*INSTRUCTIONS FOR THE TASK*: Below are the entries; give again exactly the lines from the one mentioning "import React from 'react'" through the one mentioning "(diff shortened: 1 of 20 files shown)", inclusive.

====== DATA FOR THIS EXERCISE

PR #2296, opened 2024-03-04
MCR-3940 Change RateDetails page to call fetchContract

haworku:
## Summary
Main work completed:
- Implement  `MULTI` RateDetails workflow
   - I saw some rendering issues after adding additional `useQuery` calls for the new APIs. I spent the most time on trying to investigate what is going on with re-renders.
- Change the API that is called to be conditional -  contract API if we are in MULTI, rate API if we are in SINGLE 

Other notes:
- noticed there's still something odd going on with `ProgramSelect` in terms of that UI triggering additional re-renders. However, addressing that seemed out of scope + needs more investigation. It is an existing issue.

#### Related issues
https://jiraent.cms.gov/browse/MCR-3940

#### Screenshots

UI with linked rate flag off (red box shows the packages with shared rates UI is present) 
Screenshot 2024-03-04 at 5 52 02 PM

UI with linked rate flag on (no red box - these fields are not visible and we should not validate on them)
Screenshot 2024-03-04 at 5 52 53 PM

#### Test cases covered
- I'm starting to write Jest tests. Will keep incrementally committing these.  Let's not hold up on the PR on tests though -   this is still featured flagged (in use on rate edit page and on new linked rate workflow). 
- Cypress must pass, that helps ensure I didn't change flag off behavior

## QA guidance
- **Open Network tab** - you should see `/graphql` request to fetch contract when the linked rates feature flag is on. 
- **Look at the UI** - There is no `PackagesWithSharedRates` UI shown when linked rates feature flag is on. Validations still work (e.g. no validation error for "You must select at least one submission" when you continue with no changes)
-  **Cypress** - Existing cypress tests for linked rates flag OFF still pass

### DIFF
--- a/services/app-web/src/pages/StateSubmission/RateDetails/V2/RateDetailsV2.tsx
+++ b/services/app-web/src/pages/StateSubmission/RateDetails/V2/RateDetailsV2.tsx
@@ -1,11 +1,9 @@
 import React from 'react'
-import { Form as UswdsForm } from '@trussworks/react-uswds'
+import { Button, Fieldset, Form as UswdsForm } from '@trussworks/react-uswds'
 import { FieldArray, FieldArrayRenderProps, Formik, FormikErrors } from 'formik'
-import { useNavigate, useParams } from 'react-router-dom'
+import { useNavigate } from 'react-router-dom'
 
 import styles from '../../StateSubmissionForm.module.scss'
-import { v4 as uuidv4 } from 'uuid'
-
 import {
     DynamicStepIndicator,
     ErrorSummary,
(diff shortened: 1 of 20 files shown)


services/app-web/src/pages/StateSubmission/RateDetails/V2/RateDetailsV2.tsx
```diff
@@ -286,104 +359,212 @@ const RateDetailsV2 = ({
...
+                                                setSubmitting,
+                                                {
+                                                    type: 'CANCEL',
+                                                    redirectPath:
+                                                        'DASHBOARD_SUBMISSIONS',
+                                                }
+                                            )
+                                        } else {
+                                            navigate(
+                                                RoutesRecord.DASHBOARD_SUBMISSIONS
```
pearl-truss, line 537: I noticed that when I tried to click continue from the Rates Details page I was routed to the dashboard instead of the Contacts page which is what I was expecting

pearl-truss (approved):
Great job on this! I left one comment regarding navigation and also I noticed the linked rates flag isn't turned on yet for dev/review app so I tested this locally (wasn't sure if we wanted to turn that flag on in dev yet or not?)

PR #2299, opened 2024-03-05
Tweak tealium more - get it loading on page launch

haworku:
## Summary
I think my last fix  #2215 still didn't fully resolve this - let's try this. Moving the tealium call to be in the `.then` 

How to test: This can be tested in review apps by removing the environment specific guard clause (see below) and then putting a breakpoint or console logging where we call utag.view  

```// Do not add tealium for local dev or review apps
        if (process.env.REACT_APP_AUTH_MODE !== 'IDM') {
```

### DIFF
--- a/services/app-web/src/hooks/useTealium.ts
+++ b/services/app-web/src/hooks/useTealium.ts
@@ -14,6 +14,7 @@ import type {
     TealiumViewDataObject,
     TealiumEvent,
 } from '../constants/tealium'
+import { recordJSException } from '../otelHelpers'
 
 /*
 Tealium is the data layer for Google Analytics and other data tracking at CMS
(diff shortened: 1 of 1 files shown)


macrael (approved):
This feels weirder as time goes on. Googling a little I'm not seeing much about this not loading after a certain amount of time, but I am seeing that some content blockers can prevent it from loading. Not sure what behavior you're seeing but that's my quick look around. 

Anyway, if this fixes the issue I'm all for it

haworku:
@macrael Ah- I think you are missing the context from [this ticket ]( https://jira.cms.gov/browse/BLSTANALYT-7038). Take a look.

Basically, I saw it working _after_ the initial load when you switch pages.  That what I think no one else saw before. I used breakpoints on prod to determine that the script was called when expected. I also inspected loading time for the script in comparison to a breakpoint for the initial setup for Tealium. I could see there was a latency issue where the initial load page happened before the `utag.view` call. That meant we tried to log before the script fully loaded. That's why I believe the initial load continued to be missed and every time they looked in their tool it looked like nothing happening. The team testing things though doesn't have any login after all.  So all they could see really is the initial load.

macrael:
Thanks for the context!

PR #2301, opened 2024-03-06
Add V2 UnlockSubmitModal

haworku:
## Summary
Expands the type interface to handle either contract or rate unlock/submits. Includes TODO comments for future work needed in this file as we reimplement with contract and rates API

Background context: I had it on a branch locally from a few weeks ago when I was on the unlock + edit rate epic.  Although we delayed that epic in favor of Linked Rates, I decided to commit now so at least the file is up. We can build off it as we reimplement the unlock and submit modal to handle contract packages submit (linked rates epic). Then later we can come back around to rate package submit (unlock and edit rate).

#### Related issues
This was initially created during #2166 - I started to refactor the modal because I know that would be needed to land unlock and edit rates. 

#### Tests and QA
No tests. No QA needed. This code is all unused currently and will need to be tested. It will be used once we get to https://jiraent.cms.gov/browse/MCR-3974.


pearl-truss (approved):
thanks for getting this queued up

PR #2303, opened 2024-03-06
Fix: Error Page display (post sidebar) and Headings

haworku:
## Summary
- Fix design bugs from recent sprint work with error page displays and the page heading (the darker blue row in the header)

Other changes that enabled this:
- Deleted `PageHeading` component. It's not needed – we have another way we handle `h1` announcing now - which is via the setting focus on the Heading with `updateHeading`. That both updates the heading visually and resets the focus for a11y. 
- Add `contractName` to the contract revision data coming back from graphql. Did this to ensure this is always the same with contract name API rather than generating on the fly  (this leads to accessing state programs json all over the frontend code). 

#### Related issues
Design bugs came from recent work with #2296 and moving the sidebar to state submission form

#### Screenshots
**BEFORE**
Screenshot 2024-03-06 at 3 34 54 PM
Screenshot 2024-03-06 at 3 47 31 PM

**AFTER**
Screenshot 2024-03-06 at 3 35 48 PM
Screenshot 2024-03-06 at 3 46 03 PM

#### Test cases covered
Did not add tests

## QA guidance
- Trigger error pages in the app (not found or fetching draft submission as CMS user or fetching forbidden submission as state use)
- **Check that v2 Rate Details. Header should look correct and have the same contract name as that submission when its in the dashboard**


services/app-web/src/pages/StateSubmission/RateDetails/V2/RateDetailsV2.tsx
```diff
@@ -196,8 +199,17 @@ const RateDetailsV2 = ({
...
     const initialRequestError = fetchContractError || fetchRateError
     const previousDocuments: string[] = []
+    const submissionIDForHeading =
+        fetchContractData?.fetchContract.contract?.draftRevision
+            ?.contractName ||
+        fetchRateData?.fetchRate.rate?.draftRevision?.formData
+            .rateCertificationName
+
+    useEffect(() => {
+        updateHeading({ customHeading: submissionIDForHeading ?? undefined })
```
haworku, line 209: FYI calling `updateHeading` is how I fixed the header issue @pearl-truss with the v2 pages. THe old pages did this in `useHealthPlanPackageForm`. 

 I can fix on review and submit v2 also once your work lands.

services/app-api/src/resolvers/contract/contractResolver.ts
```diff
@@ -32,7 +33,22 @@ export function contractResolver(store: Store): Resolvers['Contract'] {
         },
 
         draftRevision(parent) {
-            return parent.draftRevision || {}
+            const programsForContractState = statePrograms.states
+                .find((state) => state.code === parent.stateCode)
+                ?.programs.filter((program) => program !== undefined)
```
haworku, line 38: How do we feel about this? Making a backend change to fix design bug with headings (which are either package or rate names when we in the form). 

I was debating also just putting this directly on the `ContractFormData` but thats a bigger code change that touches more files. Thought I would throw this  up and get feedback

services/app-web/src/pages/StateSubmission/RateDetails/V2/RateDetailsV2.tsx
pearl-truss: @haworku thanks! my work just landing and I'm reviewing this PR now

services/app-api/src/resolvers/contract/contractResolver.ts
pearl-truss: I think it's to approach it like this but I do think having it on `ContractFormData` would be nice so that it's similar to the rate name

pearl-truss (approved):
Great work!

macrael (approved):
I think that this does belong on the revision, since form data is all info that is being entered by users. We should move this to being it's own ContractRevisionResolver I think instead of adding it to the contract resolver, then it will work for revisions returned elsewhere instead of being special cased for draftRevision

haworku:
I am going to merge this as is because this fixes a design bug that right now is only on Rate Details page. I believe as is this PR makes an important incremental gain and makes linked rates work not look weird/sloppy and want to land it as is, particularly considering that the feedback suggest further refactors that could be done at any time. 

@pearl-truss suggests of the contract name and the rate name being calculated the same way and in the same place  - that makes sense to me. 

@macrael advises this could be in a revision resolver rather than just in draft revisions only that makes sens to me too. 

Seems to me we should have a ticket that does both of these things and maybe also delete rate certification name from the db. We could be unifying how we handle these names on the backend, reduce all the frontend tech debt around this all at the same time. I can make that

PR #2313, opened 2024-03-08
MCR-3900 Can continue or save as draft with new API

haworku:
## Summary

Happy path for Continue and Save As Draft - using the new  `updateDraftContractRates` mutation on Continue

- Change formik object to be called `rateForms`  instead of `rates`. I'm sorry for the code diff. It was getting very confusing to me in the code when we had `rates` as in GQL rates and when we had rate forms coming from Formik. Tried to make naming more distinct.  
- I moved `LinkYourRates` a level up so that I can control form data using the `FieldArray.replace` in next PR
- Fix route `navigate` call

#### Related issues
https://jiraent.cms.gov/browse/MCR-3900

#### Test cases covered
- Added tests for the new `generateUpdatedRates` utility
- Skip RateDetails tests again 

## QA guidance

- You can add and remove data from rate details V2 now with existing form data
**Note: Linked Rates radio and dropdown won't hook in yet - thats the next set of PRs**


haworku:
I think I'm seeing an issue with the API. It seems to be creating`draftRates` on the contract that are malformatted due to the `stateNumber`, I believe? Can investigate next week.  Surfacing for visibility @macrael 

Getting this error back
```
 Error from API fetch ApolloError: Issue finding a contract with history with id 2b18aa60-fec4-458e-82dd-b49d41690ef3. Message: [
  {
    "code": "too_small",
    "minimum": 1,
    "type": "number",
    "inclusive": true,
    "exact": false,
    "message": "Number must be greater than or equal to 1",
    "path": [
      "draftRevision",
      "rateRevisions",
      0,
      "rate",
      "stateNumber"
    ]
  },
  {
    "code": "too_small",
    "minimum": 1,
    "type": "number",
    "inclusive": true,
    "exact": false,
    "message": "Number must be greater than or equal to 1",
    "path": [
      "draftRates",
      0,
      "stateNumber"
    ]
  }
  ```

File: services/app-web/src/index.tsx [hunk 1]
```diff
@@ -62,7 +62,24 @@ Amplify.configure({
...
+            fields: {
+                formData: {
+                    merge: true,
+                },
+            },
+        },
+        RateRevision: {
+            fields: {
+                formData: {
+                    merge: true,
```
haworku, line 77: Getting GQL warnings (not blocking but they clutter the console) because form datas dont have `id` but are nested objects that are changing. 

https://www.apollographql.com/docs/react/caching/cache-field-behavior/#merging-non-normalized-objects 

Following docs, I believe this is the proper way to address but welcome other eyes.

macrael: interesting, funny because these aren't really stand alone objects, we just made formData to wrap the data up nicely. we could give them a fake ID that's the same as the enclosing revision if that helps. I will read more about the merging stuff

services/app-web/src/pages/StateSubmission/RateDetails/V2/RateDetailsV2.tsx
```diff
@@ -199,70 +147,75 @@ const RateDetailsV2 = ({
...
-    */
-    const rates: Rate[] = React.useMemo(
+    const [updateDraftContractRates, { error: updateContractError }] =
+        useUpdateDraftContractRatesMutation()
+    const [submitRate, { error: submitRateError }] = useSubmitRateMutation()
+
+    // Set up data for form. Either based on contract API (for multi rate) or rates API (for edit and submit of standalone rate)
+    const ratesFromContract =
+        fetchContractData?.fetchContract.contract.draftRates // TODO WHEN WE IMPLEMENT UPDATE API, THIS SHOULD ALSO LOAD FROM ANY LINKED RATES
+    const initialRequestLoading = fetchContractLoading || fetchRateLoading
```
macrael, line 165: Ok, now I think I see where you are skipping requests. I'm a little surprised by this pattern, seems like a lot of overhead is required in order to use this component for both stand alone rate edit and inside of the RateDetails array. No need to change this now but I'd like to look at that after summit again.

services/app-web/src/pages/StateSubmission/RateDetails/V2/rateDetailsHelpers.ts
```diff
@@ -0,0 +1,115 @@
...
+            rateID: id,
+            type: isLinkedRate(status) ? 'LINK' : !id ? 'CREATE' : 'UPDATE',
+        }
+    })
+
+    return updatedRates
+}
+
+// convert from FormikRateForm to GQL RateFormData used in API
+const convertRateFormToGQLRateFormData = (
```
macrael, line 40: I like having these explicit converters

macrael (approved):
Looks good. I am a little surprised at the dual headed nature of this component but that's for another time

haworku:
> am a little surprised at the dual headed nature of this component but that's for another time
Yes hoping we remove this and that we get to actually do this right.  I still would like to see a SINGLE and MULTIPLE RateDetails v2 also with separation of concerns. 

However, I was finding keeping that interface clean and also figuring out how to encapsulate the API requests and not break the work I just did with single rate edit unlock wasmessy. Putting them together helped me see more clearly what's the same and whats different in one file.

pearl-truss (approved):
LGTM

services/app-web/src/pages/StateSubmission/RateDetails/V2/rateDetailsHelpers.ts
pearl-truss: Same, this is a great addition!

PR #4303, opened 2026-07-22
fix: follow HTTP redirects client-wide, including bundle upload (#4262)

### LINKED ISSUE #4262: correctly handle redirects on bundle upload

christierney:
## Summary

Fixes #4262.

PR #4263 (fixing #4249) made bundle uploads stream from a staged temp file instead of buffering in memory, and set `maxRedirects: 0` on the two upload requests so axios stays on its native http/https transport that truly streams (its default `follow-redirects` transport buffers the whole body in RAM to replay on a redirect, which would reintroduce the OOM #4249 fixed). The regression: a 3xx on upload now surfaces as a raw `Request failed with status code 302` — triggered by `http://`→`https://` upgrades and renamed hosts (e.g. `colorado.rstudio.com` → `colorado.posit.co`).

It also turned out that **every other** Connect request still used axios's `follow-redirects` transport, which on 301/302 rewrites POST→GET, drops the body, and never re-signs the token-auth signature against the redirected path. So redirect handling was broken client-wide, not just for uploads.

## Approach

Manual, client-wide redirect handling in both `@posit-dev/connect-api` and `@posit-dev/connect-cloud-api`:

- A small `redirects.ts` module (duplicated per package — they share no dependency) installs an axios **response error interceptor**. Each instance is created with `maxRedirects: 0` (native streaming transport); a 3xx rejects via `validateStatus` and the interceptor re-issues the request **through the same instance**, so token signing and cookie forwarding re-run per hop.
- Follows **301/302/307/308**, preserving method and body on all of them (libcurl `CURLOPT_POSTREDIR` semantics, matching posit-sdk-py). **303** and Location-less 3xx are deliberately not followed — the original error propagates. Hop limit is **5**, after which a descriptive error names the last Location.
- **Credentials are forwarded** across cross-origin redirects. The redirect target comes from the user's own configured server, so this matches the sibling clients (rsconnect, posit-sdk-py). `http`→`https` scheme upgrades and host renames both work.

## Stream-factory approach (never buffer the bundle)

`uploadBundle` now takes a stream **factory** `() => Readable` instead of a `Readable`. On each redirect hop the interceptor destroys the consumed stream and calls the factory to open a **fresh read stream from disk** — the bundle is re-streamed, never held in memory and never dropped. The API client owns the stream lifecycle end-to-end, so the extension's `cleanUpBundle` now only removes the temp directory. Connect Cloud's presigned-URL upload gets the same treatment via a dedicated redirect-following instance (S3-style presigned endpoints can region-redirect).

Cancellation is unchanged: the original `AbortSignal` rides on the config through every hop, and axios rejects promptly on abort.

## Testing

- `packages/connect-api`: 157 tests (new `redirects.test.ts` + a full redirect matrix through `ConnectAPI` — GET/POST across 301/302/307/308, relative/absolute/cross-origin Location, token re-signing against the target pathname, fresh-stream-per-hop, hop limit, 303, missing Location, abort mid-chain, non-redirect errors). Typecheck clean.
- `packages/connect-cloud-api`: 93 tests incl. instance + presigned-upload redirect coverage. Typecheck clean.
- `extensions/vscode`: full unit suite (1844) green; lint clean.
- `test/connect-api-contracts`: 69 contract tests green (normal-path request shape unchanged).

### DIFF
--- a/CHANGELOG.md
+++ b/CHANGELOG.md
@@ -14,6 +14,7 @@ and this project adheres to [Semantic Versioning](https://semver.org/spec/v2.0.0
 ### Fixed
 
 - Fixed deploying large projects (multiple GiB) failing at the "Create Bundle" step. The bundle is now streamed to disk and uploaded as a stream instead of being held in memory, so bundles are no longer limited by available memory. (#4249)
+- Publisher now follows HTTP redirects when talking to Connect, including during bundle upload — for example when a server redirects `http://` to `https://` or has moved to a new hostname. Bundle uploads re-stream from disk on each redirect, so large bundles still never need to be held in memory. (#4262)
 - Turning off `positPublisher.verifyCertificates` now skips certificate checks as expected, so you can deploy to Connect servers with self-signed or otherwise untrusted certificates. (#4265)
 
 ## [2.8.0]
--- a/extensions/vscode/src/publish/connectCloudPublish.test.ts
+++ b/extensions/vscode/src/publish/connectCloudPublish.test.ts
@@ -168,15 +168,6 @@ vi.mock("../toml/configCompliance", () => ({
   forceProductTypeCompliance: vi.fn(),
 }));
 
-// stream/promises.finished listens for the stream 'close' event which fires
-// via process.nextTick — not faked by vi.useFakeTimers(). If finished() were
-// real, cleanUpBundle's extra await would fire after vi.runAllTimersAsync()
-// returns, causing the log-watching timer setup to miss the run-all window.
-// Mock it to resolve immediately so the async chain stays in sync.
-vi.mock("stream/promises", () => ({
-  finished: vi.fn().mockResolvedValue(undefined),
-}));
-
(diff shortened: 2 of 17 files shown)


hekhuisk (approved):

christierney:
rethinking this approach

============

*SOLVED EXERCISE*:
 import React from 'react'
-import { Form as UswdsForm } from '@trussworks/react-uswds'
+import { Button, Fieldset, Form as UswdsForm } from '@trussworks/react-uswds'
 import { FieldArray, FieldArrayRenderProps, Formik, FormikErrors } from 'formik'
-import { useNavigate, useParams } from 'react-router-dom'
+import { useNavigate } from 'react-router-dom'
 
 import styles from '../../StateSubmissionForm.module.scss'
-import { v4 as uuidv4 } from 'uuid'
-
 import {
     DynamicStepIndicator,
     ErrorSummary,
(diff shortened: 1 of 20 files shown)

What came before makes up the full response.